Selecting Access Methods
Choosing between BTree and Hash
Choosing between Queue and Recno

While this manual will focus primarily on the BTree access method, it is still useful to briefly describe all of the access methods that DB makes available.

Note that an access method can be selected only when the database is created. Once selected, actual API usage is generally identical across all access methods. That is, while some exceptions exist, mechanically you interact with the library in the same way regardless of which access method you have selected.

The access method that you should choose is gated first by what you want to use as a key, and then secondly by the performance that you see for a given access method.

The following are the available access methods:

Access Method Description
BTree

Data is stored in a sorted, balanced tree structure. Both the key and the data for BTree records can be arbitrarily complex. That is, they can contain single values such as an integer or a string, or complex types such as a structure. Also, although not the default behavior, it is possible for two records to use keys that compare as equals. When this occurs, the records are considered to be duplicates of one another.

Hash

Data is stored in an extended linear hash table. Like BTree, the key and the data used for Hash records can be of arbitrarily complex data. Also, like BTree, duplicate records are optionally supported.

Queue

Data is stored in a queue as fixed-length records. Each record uses a logical record number as its key. This access method is designed for fast inserts at the tail of the queue, and it has a special operation that deletes and returns a record from the head of the queue.

This access method is unusual in that it provides record level locking. This can provide beneficial performance improvements in applications requiring concurrent access to the queue.

Recno

Data is stored in either fixed or variable-length records. Like Queue, Recno records use logical record numbers as keys.

Selecting Access Methods

To select an access method, you should first consider what you want to use as a key for you database records. If you want to use arbitrary data (even strings), then you should use either BTree or Hash. If you want to use logical record numbers (essentially integers) then you should use Queue or Recno.

Once you have made this decision, you must choose between either BTree or Hash, or Queue or Recno. This decision is described next.

Choosing between BTree and Hash

For small working datasets that fit entirely in memory, there is no difference between BTree and Hash. Both will perform just as well as the other. In this situation, you might just as well use BTree, if for no other reason than the majority of DB applications use BTree.

Note that the main concern here is your working dataset, not your entire dataset. Many applications maintain large amounts of information but only need to access some small portion of that data with any frequency. So what you want to consider is the data that you will routinely use, not the sum total of all the data managed by your application.

However, as your working dataset grows to the point where you cannot fit it all into memory, then you need to take more care when choosing your access method. Specifically, choose:

  • BTree if your keys have some locality of reference. That is, if they sort well and you can expect that a query for a given key will likely be followed by a query for one of its neighbors.

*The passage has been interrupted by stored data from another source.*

Issue #621, opened 2025-07-07
Implement all JWA algorithms


soundofspace:
Currently we only support EC algorithms, goal of this issue is to also support HMAC and and RSA variants (if aws_lc_rs supports them).

This needs changes in:
- `rama-crypto/src/jose/jwa.rs` to convert to appropriate `aws_lc_rs` types
- `rama-crypto/src/jose/jwk.rs` to support working with these algorithms (encoding, decoding, utility functions such as unparsed_public_key...)

AydanPirani:
Hey, found this through the TWIR607! Do you still need help with this?

GlenDC:
> Hey, found this through the TWIR607! Do you still need help with this?

Hi @AydanPirani , welcome to the club. We keep issues like these open for the community as opportunities to (a) get you engaged into the framework and our community and (b) a learning opportunity. In return @soundofspace and I are here to mentor and guide you. So in case you are missing details, have questions, remarks, things you wish to discuss. Let us know.

I'll assign it to you in the meanwhile. If you do decide now or later to not want to pursuit it do let us know and we'll un-assign you without an issue. We understand choices can change and life can happen.

valkrypton:
Hey, Is anyone currently working on this? If not, I'd like to try this

GlenDC:
@AydanPirani is working on this I think, he can confirm to be sure. If he isn't and he is ok with it you can have it @valkrypton . But I want to leave that choice up to him. In case he doesn't respond within 10 days we can force the decision and assign it to you already if you still want it, as we have a no-hording policy.

AydanPirani:
@GlenDC  I am not - all you @valkrypton !

GlenDC:
Thank you for coming back to us @AydanPirani ! 
@valkrypton let me or @soundofspace know if you need any guidance or have any questions.
Feel free to open a draft PR as soon as you desire, to ask for (early) feedback or to help unblock you.
Best of luck.

PR #650, opened 2025-07-31
implement jwa algorithms

valkrypton:
working on #621.

@GlenDC I've written the conversions in `rama-crypto/src/jose/jwa.rs` file. Let me know if they are correct. However, I'd like some guidance on what changes needs to be made in the `rama-crypto/src/jose/jwk.rs` file.

### DIFF
--- a/rama-crypto/src/jose/constants.rs
+++ b/rama-crypto/src/jose/constants.rs
@@ -35,6 +35,18 @@ mod rsa_algorithm_identifier {
     const NULL_TAG: u8 = 0x05;
     const LENGTH_NULL: u8 = 0x00;
 
+    /// This entire thing has 3 layers, and the final goal is to
+    /// get the der algorithm identifier for rsa encoding
+    ///
+    /// 1. The identifier oid: 1.2.840.113549.1.1.1 defined in RFC 8017
+    /// 2. RFC 3279 (Algorithms and Identifiers for the Internet X.509 PKI)
+    ///    specifies tag is needs to be NULL. The general structure is
+    ///    IDENTIFIER, PARAMETER, but for rsa here we dont have PARAMETER
+    ///    so NULL instead
+    /// 3. We need to combine everything in DER encode
+    ///   - 3.1 (IDENTIFIER, PARAMETER) is a sequence, so SEQUENCE_TAG, LENGHT of what follows
+    ///   - 3.2 OBJECT_IDENTIFIER_TAG to specify OID, LENGTH of OID,and actual oid
+    ///   - 3.3 NULL_TAG and LENGTH_NULL to encode null value
     pub(crate) const RSA_ALGORITHM_IDENTIFIER: [u8; 15] = [
         SEQUENCE_TAG,
         LENGTH,


GlenDC:
I've asked @soundofspace to do the initial reviews and guidance here. He'll come back to you.

rama-crypto/src/jose/jwa.rs
```diff
@@ -99,3 +104,36 @@ impl TryFrom<JWA> for &'static EcdsaVerificationAlgorithm {
...
+            JWA::HS384 => Ok(&HMAC_SHA384),
+            JWA::HS512 => Ok(&HMAC_SHA512),
+            _ => Err(OpaqueError::from_display(
+                "Non-Hmac algorithm cannot be converted to hmac types",
+            )),
+        }
+    }
+}
+
+impl TryFrom<JWA> for Box<&dyn RsaEncoding> {
```
soundofspace: Any specific reason to box this and not use `&'static RsaSignatureEncoding` instead?

soundofspace:
For changes in `rama-crypto/src/jose/jwk.rs` I would start with RSA as it behaves quite similar to EC curves.

Places that need updating:
- Add `JWK::new_from_rsa_keypair` using `RsaKeyPair` from `awc_lc_rs`. Here you create key_type `JWKType::RSA` with base64 encoded values for n, e (using `RsaKeyPair.public_key().modules/exponent`)
- In `JWK::unparsed_public_key` implement the reverse so we can get an UnparsedPublicKey 
- Add `RsaKey` very similar to `EcdsaKey` but modify where needed to use RSA stuff
- Rename `EcdsaKeySigningHeaders` to `SigningHeaders` so you can also use it to sign for RSA
- Implement `Signer` for `RsaKey`, this logic can probably be copied from the implementation for `EcdsaKey` but might need small tweaks
- Add some tests to verify that everything works like expected. These can be hardcoded to some expected output for a given input, there are lots of other projects online that have already a very nice test suite for this if you need inspiration
- If you see opportunities to extend the current (very minimal) test suite please also do, it would appreciated a lot

Also don't be afraid to look at the [jwk rfc](https://datatracker.ietf.org/doc/html/rfc7517) it's a decently sized one but it's split up in a lot of chapters and it also contains some examples

And thanks for looking into this!

rama-crypto/src/jose/jwa.rs
valkrypton: `RsaSignatureEncoding` is not exposed outside of the crate.

soundofspace: Missed that it was not exposed, in that case this is indeed a good approach

valkrypton: Btw my i've been busy with my day job so this issue slipped my mind. I'll make a complete PR in a few days

soundofspace: No worries, no rush here

GlenDC: > Missed that it was not exposed, in that case this is indeed a good approach

@soundofspace do you think that's a mistake of that crate? If so can you perhaps check with those crate authors to get that improved so we can do perhaps better here in future?

soundofspace: @GlenDC already did that a few hours ago

rama-crypto/src/jose/jwk.rs
```diff
@@ -156,7 +159,48 @@ impl JWK {
...
+                let mut final_sequence = Vec::new();
+                final_sequence.extend_from_slice(&algorithm_identifier);
+                final_sequence.extend_from_slice(&bit_string);
+
+                let final_len = utils::encode_der_length(final_sequence.len());
+                let mut result = vec![0x30];
+                result.extend_from_slice(&final_len);
+                result.extend_from_slice(&final_sequence);
+
+                Ok(signature::UnparsedPublicKey::new(self.alg.try_into()?, result))
```
valkrypton: @soundofspace 
The `UnparsedPublicKey::new` takes trait objects of type `VerificationAlgorithm` as argument. And `JWA.alg` is of type `dyn RsaEncoding`. So I couldn't figure out a way to convert our `alg` field to that type. Any guidance would be appreciated.

rama-crypto/src/jose/jwk.rs
```diff
@@ -284,6 +349,118 @@ impl Signer for EcdsaKey {
...
+    }
+
+    fn sign(&self, data: &str) -> Result<Self::Signature, Self::Error> {
+        let mut sig: Vec<u8> = Vec::new();
+        let alg = <Box<&dyn RsaEncoding> as TryFrom<JWA>>::try_from(self.alg)?;
+        self.inner
+            .sign(*alg, self.rng(), data.as_bytes(), &mut sig)
+            .context("sign protected data")?;
+        // problem here
+        Ok(sig.into())
```
valkrypton: The sign method for `RsaKeyPair` does not return the `Signature` and the `Signature` type does not expose it's `new` method. So there is no way to construct that type. What should we do here?

rama-crypto/src/jose/jwa.rs
```diff
@@ -99,3 +106,36 @@ impl TryFrom<JWA> for &'static EcdsaVerificationAlgorithm {
...
```
soundofspace: Can you change this to `&'static dyn RsaEncoding` so no allocations are needed

rama-crypto/src/jose/jwa.rs
```diff
@@ -99,3 +106,36 @@ impl TryFrom<JWA> for &'static EcdsaVerificationAlgorithm {
...
+            JWA::RS512 => Ok(Box::new(&RSA_PKCS1_SHA512)),
+            JWA::PS256 => Ok(Box::new(&RSA_PSS_SHA256)),
+            JWA::PS384 => Ok(Box::new(&RSA_PSS_SHA384)),
+            JWA::PS512 => Ok(Box::new(&RSA_PSS_SHA512)),
+            _ => Err(OpaqueError::from_display(
+                "Non-RSA algorithm cannot be converted to rsa types",
+            )),
+        }
+    }
+}
```
soundofspace, line 156: If you also add these it should solve the issue you have with converting

```rust
impl TryFrom<JWA> for &'static dyn VerificationAlgorithm {
    type Error = OpaqueError;

    fn try_from(value: JWA) -> Result<Self, Self::Error> {
        match value {
            JWA::RS256 => Ok(&RSA_PKCS1_2048_8192_SHA256),
```

soundofspace: And once that is is added, the logic from this one, should also be placed in there
```impl TryFrom<JWA> for &'static EcdsaVerificationAlgorithm {```

Something along these lines:
```rust
           JWA::PS512 => Ok(&RSA_PSS_2048_8192_SHA512),
            JWA::ES256 | JWA::ES384 ... => {
                let signing_algo: &'static EcdsaSigningAlgorithm = value.try_into()?;
                Ok(signing_algo.deref())
            }
```
Otherwise there might be issues with try_into overlapping for the use case of verification

rama-crypto/src/jose/jwk.rs
```diff
@@ -284,6 +349,118 @@ impl Signer for EcdsaKey {
...
+    }
+
+    #[must_use]
+    pub fn rng(&self) -> &SystemRandom {
+        &self.rng
+    }
+}
+
+impl Signer for RsaKey {
+    type Signature = Signature;
```
soundofspace: For Rsa signing this is a different signature

```suggestion
    type Signature =  Vec<u8>;
```
So no need to do extra try_into in the sign method

rama-crypto/src/jose/jwk.rs
```diff
@@ -284,6 +349,118 @@ impl Signer for EcdsaKey {
...
+
+mod utils {
+    pub(super) fn encode_der_length(len: usize) -> Vec<u8> {
+        if len < 128 {
+            vec![len as u8]
+        } else {
+            let mut len_bytes = len.to_be_bytes().to_vec();
+            while len_bytes[0] == 0 {
+                len_bytes.remove(0);
+            }
```
soundofspace, line 444:
```suggestion
            len_bytes.retain(|&x| x != 0);
```

rama-crypto/src/jose/jwk.rs
```diff
@@ -284,6 +349,118 @@ impl Signer for EcdsaKey {
...
+
+    pub(super) fn encode_integer(mut bytes: Vec<u8>) -> Vec<u8> {
+        if bytes[0] & 0x80 != 0 {
+            bytes.insert(0, 0x00);
+        }
+        let len_bytes = encode_der_length(bytes.len());
+        let mut result = vec![0x02];
+        result.extend_from_slice(&len_bytes);
+        result.extend(bytes.into_iter());
+        result
```
soundofspace: For efficiency its better if you can allocate the vector up front (and also avoid the bytes.insert), should be possible here with a small refractor, something like

```rust
let needs_leading_zero = bytes[0] & 0x80 != 0;
let value_len = bytes.len() + needs_leading_zero as usize;
let len_bytes = encode_der_length(value_len);
let mut result = Vec::with_capacity(1 + len_bytes.len() + value_len);
//push and extend all parts
```

soundofspace (changes requested):
Nice progress, and thanks for looking into this!

rama-crypto/src/jose/jwk.rs
```diff
@@ -156,7 +159,51 @@ impl JWK {
...
+                let n_bytes = BASE64_URL_SAFE_NO_PAD
+                    .decode(n)
+                    .context("decode RSA modulus (n)")?;
+                let e_bytes = BASE64_URL_SAFE_NO_PAD
+                    .decode(e)
+                    .context("decode RSA exponent (e)")?;
+                let n_der_encoded = utils::encode_integer(n_bytes);
+                let e_der_encoded = utils::encode_integer(e_bytes);
+
+                let mut rsa_public_key_sequence = Vec::new();
```
soundofspace: It should be possible to create all the vec's in this block with `Vec::with_capacity` to prevent extra allocations and moves

rama-crypto/src/jose/jwk.rs
```diff
@@ -156,7 +159,51 @@ impl JWK {
...
+                rsa_public_key_sequence.extend_from_slice(&n_der_encoded);
```
soundofspace: Since you don't need these "original" vectors later you can you `extend` instead which takes ownership and is more optimized

rama-crypto/src/jose/jwk.rs
```diff
@@ -180,6 +227,27 @@ impl JWK {
...
+
+    /// Creates a new [`JWK`] from a given [`RSAKeyPair`]
+    pub fn new_from_rsa_key_pair(rsa_key_pair: &RsaKeyPair, alg: JWA) -> Result<Self, OpaqueError> {
+        let n = rsa_key_pair.public_key().modulus();
+        let e = rsa_key_pair.public_key().exponent();
+        Ok(Self {
+            alg,
+            key_type: JWKType::RSA {
+                n: String::try_from(n.big_endian_without_leading_zero().to_vec())
+                    .map_err(|e| OpaqueError::from_display(format!("{:?}", e)))?,
```
soundofspace: n and e should be base64 encoded bytes which is not the same as `String::try_from`, that one does utf8 encoding, instead use

```
 BASE64_URL_SAFE_NO_PAD.encode(n)
```

soundofspace: Can you also try to add some unit tests which should detect mistakes like this

rama-crypto/src/jose/jwk.rs
```diff
@@ -284,6 +352,120 @@ impl Signer for EcdsaKey {
     }
 }
 
+pub struct RsaKey {
```
soundofspace, line 327: This one will also have to import/exported in `mod.rs`

When you run linting/clippy/tests
```
just qa
```
or only linting/clippy without tests
```
just qq
```
It should also detect these things, same for unused imports

rama-crypto/src/jose/jwk.rs
```diff
@@ -284,6 +352,120 @@ impl Signer for EcdsaKey {
...
+        alg: JWA,
+        rng: SystemRandom,
+    ) -> Result<Self, OpaqueError> {
+        let key_pair = RsaKeyPair::from_pkcs8(pkcs8_der).context("create RSAKeyPair from pkcs8")?;
+
+        Self::new(key_pair, alg, rng)
+    }
+
+    /// Create pkcs8 der for the current [`RsaKeyPair`]
+    pub fn pkcs8_der(&self) -> Result<(JWA, Pkcs8V1Der<'_>), OpaqueError> {
```
soundofspace:
```suggestion
    pub fn pkcs8_der(&self) -> Result<(JWA, Pkcs8V1Der<'static>), OpaqueError> {
```
'static is more explicit here and its also what happens internally

rama-crypto/src/jose/jwk.rs
```diff
@@ -284,6 +352,120 @@ impl Signer for EcdsaKey {
...
+        protected_headers.try_set_headers(SigningHeaders {
+            alg: jwk.alg,
+            jwk: &jwk,
+        })?;
+        Ok(())
+    }
+
+    fn sign(&self, data: &str) -> Result<Self::Signature, Self::Error> {
+        let mut sig: Vec<u8> = Vec::new();
+        let alg = <&'static dyn RsaEncoding as TryFrom<JWA>>::try_from(self.alg)?;
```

  • Hash if your dataset is extremely large. For any given access method, DB must maintain a certain amount of internal information. However, the amount of information that DB must maintain for BTree is much greater than for Hash. The result is that as your dataset grows, this internal information can dominate the cache to the point where there is relatively little space left for application data. As a result, BTree can be forced to perform disk I/O much more frequently than would Hash given the same amount of data.

    Moreover, if your dataset becomes so large that DB will almost certainly have to perform disk I/O to satisfy a random request, then Hash will definitely out perform BTree because it has fewer internal records to search through than does BTree.

Choosing between Queue and Recno

Queue or Recno are used when the application wants to use logical record numbers for the primary database key. Logical record numbers are essentially integers that uniquely identify the database record. They can be either mutable or fixed, where a mutable record number is one that might change as database records are stored or deleted. Fixed logical record numbers never change regardless of what database operations are performed.

When deciding between Queue and Recno, choose:

  • Queue if your application requires high degrees of concurrency. Queue provides record-level locking (as opposed to the page-level locking that the other access methods use), and this can result in significantly faster throughput for highly concurrent applications.

    Note, however, that Queue provides support only for fixed length records. So if the size of the data that you want to store varies widely from record to record, you should probably choose an access method other than Queue.

  • Recno if you want mutable record numbers. Queue is only capable of providing fixed record numbers. Also, Recno provides support for databases whose permanent storage is a flat text file. This is useful for applications looking for fast, temporary storage while the data is being read or modified.